* [To do]: Give again, word for word, every line below from the one that has "unchanged** — the" through the one that has "- Exempting the", both included, and no others.

* [Records for processing]:
+ + + + + + +

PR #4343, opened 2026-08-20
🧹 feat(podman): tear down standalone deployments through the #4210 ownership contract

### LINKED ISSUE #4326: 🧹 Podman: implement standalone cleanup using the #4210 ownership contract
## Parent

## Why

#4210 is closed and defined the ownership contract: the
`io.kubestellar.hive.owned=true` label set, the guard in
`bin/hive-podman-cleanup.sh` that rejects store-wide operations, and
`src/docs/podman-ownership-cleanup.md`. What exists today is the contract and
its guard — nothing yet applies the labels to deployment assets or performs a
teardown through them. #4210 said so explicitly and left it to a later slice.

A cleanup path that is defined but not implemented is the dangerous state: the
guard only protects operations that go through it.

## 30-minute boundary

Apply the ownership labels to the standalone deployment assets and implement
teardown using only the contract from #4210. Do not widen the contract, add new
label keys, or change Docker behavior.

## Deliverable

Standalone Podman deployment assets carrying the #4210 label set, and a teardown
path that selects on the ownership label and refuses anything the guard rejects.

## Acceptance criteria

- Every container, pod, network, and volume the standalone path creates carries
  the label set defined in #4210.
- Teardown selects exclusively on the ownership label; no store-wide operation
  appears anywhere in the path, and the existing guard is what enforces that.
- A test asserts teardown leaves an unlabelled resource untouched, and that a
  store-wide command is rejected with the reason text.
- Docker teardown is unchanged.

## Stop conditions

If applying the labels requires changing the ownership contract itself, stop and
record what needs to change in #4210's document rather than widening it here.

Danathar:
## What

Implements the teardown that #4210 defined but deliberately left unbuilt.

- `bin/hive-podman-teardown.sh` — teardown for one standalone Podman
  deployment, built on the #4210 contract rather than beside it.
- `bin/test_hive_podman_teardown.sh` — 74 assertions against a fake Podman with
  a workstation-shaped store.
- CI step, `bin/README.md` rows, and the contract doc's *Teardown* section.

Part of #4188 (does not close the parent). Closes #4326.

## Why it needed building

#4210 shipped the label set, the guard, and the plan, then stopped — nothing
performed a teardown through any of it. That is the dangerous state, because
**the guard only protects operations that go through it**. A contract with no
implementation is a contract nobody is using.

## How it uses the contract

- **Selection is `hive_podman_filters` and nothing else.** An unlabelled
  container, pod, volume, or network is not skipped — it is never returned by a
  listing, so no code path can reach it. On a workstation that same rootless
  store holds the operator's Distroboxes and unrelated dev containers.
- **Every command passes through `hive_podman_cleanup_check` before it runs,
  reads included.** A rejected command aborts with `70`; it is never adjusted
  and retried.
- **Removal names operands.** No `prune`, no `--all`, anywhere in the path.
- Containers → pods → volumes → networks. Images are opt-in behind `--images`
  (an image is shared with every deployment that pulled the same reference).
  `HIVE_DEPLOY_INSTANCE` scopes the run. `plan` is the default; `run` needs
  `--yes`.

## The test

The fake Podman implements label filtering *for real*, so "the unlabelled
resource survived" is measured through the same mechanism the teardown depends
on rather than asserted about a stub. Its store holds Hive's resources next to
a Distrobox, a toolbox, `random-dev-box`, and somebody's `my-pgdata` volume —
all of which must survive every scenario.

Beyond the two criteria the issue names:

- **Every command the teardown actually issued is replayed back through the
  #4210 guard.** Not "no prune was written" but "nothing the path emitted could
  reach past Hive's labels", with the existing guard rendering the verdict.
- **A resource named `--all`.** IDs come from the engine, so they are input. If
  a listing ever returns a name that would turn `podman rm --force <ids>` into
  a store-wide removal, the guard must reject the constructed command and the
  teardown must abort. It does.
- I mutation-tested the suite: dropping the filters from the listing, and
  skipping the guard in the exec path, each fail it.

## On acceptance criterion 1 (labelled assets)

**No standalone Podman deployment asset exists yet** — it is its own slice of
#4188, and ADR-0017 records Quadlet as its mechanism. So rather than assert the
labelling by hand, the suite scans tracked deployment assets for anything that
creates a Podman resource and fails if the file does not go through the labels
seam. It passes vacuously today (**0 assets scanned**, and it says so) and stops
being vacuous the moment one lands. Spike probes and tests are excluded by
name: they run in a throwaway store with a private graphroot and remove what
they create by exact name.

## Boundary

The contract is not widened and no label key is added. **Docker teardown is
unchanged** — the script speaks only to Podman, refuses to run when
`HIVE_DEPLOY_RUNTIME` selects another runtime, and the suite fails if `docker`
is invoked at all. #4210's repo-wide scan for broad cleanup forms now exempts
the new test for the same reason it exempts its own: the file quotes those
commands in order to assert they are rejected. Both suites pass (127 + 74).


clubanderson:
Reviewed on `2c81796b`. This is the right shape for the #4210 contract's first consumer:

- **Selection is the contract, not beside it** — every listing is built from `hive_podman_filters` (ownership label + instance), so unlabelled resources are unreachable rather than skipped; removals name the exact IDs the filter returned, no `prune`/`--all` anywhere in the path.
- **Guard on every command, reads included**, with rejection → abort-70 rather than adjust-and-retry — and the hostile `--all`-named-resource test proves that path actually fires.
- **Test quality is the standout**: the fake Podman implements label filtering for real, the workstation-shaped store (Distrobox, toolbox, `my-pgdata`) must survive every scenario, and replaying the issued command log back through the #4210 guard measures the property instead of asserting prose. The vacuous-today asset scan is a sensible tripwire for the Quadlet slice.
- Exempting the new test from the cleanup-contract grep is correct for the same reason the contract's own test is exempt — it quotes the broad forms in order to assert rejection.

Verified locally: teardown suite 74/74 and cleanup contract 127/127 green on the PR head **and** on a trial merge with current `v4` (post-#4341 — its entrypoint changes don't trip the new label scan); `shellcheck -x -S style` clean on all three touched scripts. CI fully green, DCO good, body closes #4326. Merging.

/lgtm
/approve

+ + + + + + +

* [Solution for this problem]:
unchanged** — the script speaks only to Podman, refuses to run when
`HIVE_DEPLOY_RUNTIME` selects another runtime, and the suite fails if `docker`
is invoked at all. #4210's repo-wide scan for broad cleanup forms now exempts
the new test for the same reason it exempts its own: the file quotes those
commands in order to assert they are rejected. Both suites pass (127 + 74).


clubanderson:
Reviewed on `2c81796b`. This is the right shape for the #4210 contract's first consumer:

- **Selection is the contract, not beside it** — every listing is built from `hive_podman_filters` (ownership label + instance), so unlabelled resources are unreachable rather than skipped; removals name the exact IDs the filter returned, no `prune`/`--all` anywhere in the path.
- **Guard on every command, reads included**, with rejection → abort-70 rather than adjust-and-retry — and the hostile `--all`-named-resource test proves that path actually fires.
- **Test quality is the standout**: the fake Podman implements label filtering for real, the workstation-shaped store (Distrobox, toolbox, `my-pgdata`) must survive every scenario, and replaying the issued command log back through the #4210 guard measures the property instead of asserting prose. The vacuous-today asset scan is a sensible tripwire for the Quadlet slice.
- Exempting the new test from the cleanup-contract grep is correct for the same reason the contract's own test is exempt — it quotes the broad forms in order to assert rejection.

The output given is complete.